Wednesday, October 7, 2015

10/9/2015 – Friday of the 28th week in Ordinary Time – Luke 11:15-26

      This is the time of the year when we get ready for Halloween, for haunted houses and haunted forests. I remember as a child how movies like Rosemary’s Baby and The Exorcist enthralled movie audiences  And it seems like in recent years there are vampires and zombies and evil spirits all over the place in TV shows and in movies.   Are these demons and monsters just make believe creatures we amuse ourselves with?  Can we take at face value the healing today Jesus undertakes of the man possessed by a demon?
       With all of our education, with our confidence in our technology and our scientific methods finding a rational and logical explanation for everything, with the drugs that modern medicine gives us to cure our ills and treat our mental illness, we might think that believing that demons can actually exist would be for the uneducated and the superstitious.  Indeed, when I lived in South American and Africa, belief in the existence of spirits both good or bad was a belief held by most of the population, whether that person had no education at all or held a PhD.  I remember telling one of my teachers in seminary that I think we have lost something by thinking that these good and evil spirits are not a reality in our world.  She said she agreed with me.  In some ways, I saw how their belief in the spirit world here on earth enhanced their view of their faith.  

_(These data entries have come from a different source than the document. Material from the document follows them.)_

PR #3612, opened 2023-12-21
fix(wasm-gen): copy data from `HashWithValue` before writing to `err`

StackOverflowExcept1on:
We currently have a problem passing the same pointers as mutable and immutable.

### DIFF
--- a/utils/wasm-gen/src/generator/syscalls/imports.rs
+++ b/utils/wasm-gen/src/generator/syscalls/imports.rs
@@ -341,6 +341,32 @@ impl<'a, 'b> SyscallsImportsGenerator<'a, 'b> {
         let pid_value_ptr = rid_pid_value_ptr + mem::size_of::<Hash>() as i32;
 
         let func_instructions = Instructions::new(vec![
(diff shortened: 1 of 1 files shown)


breathx (approved):

techraed (changes requested):
Seems odd.
I found the origin of the problem in `build_call_with_destination`, which also affects other cases.

breathx:
> Seems odd. I found the origin of the problem in `build_call_with_destination`, which also affects other cases.

So what to do with the PR?

techraed:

       In the Gospel today, the people don’t understand how Jesus can cast out demons, so they claim that he must have that power from the Devil himself.  Jesus casts out these demons because he has authority over them, an authority that can only come from God the Father.    
        We are uncomfortable with things that we don’t understand.  But, in some ways, all of us have our own demons we wrestle with, don’t we?   And we just have to look to the way that addictions have become so pervasive in our modern world, to the lives they have destroyed.  We look to the mass shootings and acts of terrorism that baffle us and horrify us.  In the end, I would have to say that language of demons and spirits has a place in our world today in naming the spiritual and moral issues we wrestle with.  That language helps us talk about the real dangers that confront us in our lives here on earth.